[Your task]:
Nothing beyond the line containing "- Verify some of the events published" should be printed; print each line exactly from the first line of the listing below through it.

[Data for processing]:
PR #790, opened 2022-03-21
[cu-23v2y3n] Event publishing refactoring

vimukthi-git:
- Reusing the event publishing code for all three dexes
- Removing TODOs
- Verify some of the events published

I tried to write tests for event publishing before making this change, but I think we need to make a change to the AMM interface to expose things like calculated fees to verify the events

### DIFF
--- a/frame/pablo/src/lib.rs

[Finished task]:
PR #790, opened 2022-03-21
[cu-23v2y3n] Event publishing refactoring

vimukthi-git:
- Reusing the event publishing code for all three dexes
- Removing TODOs
- Verify some of the events published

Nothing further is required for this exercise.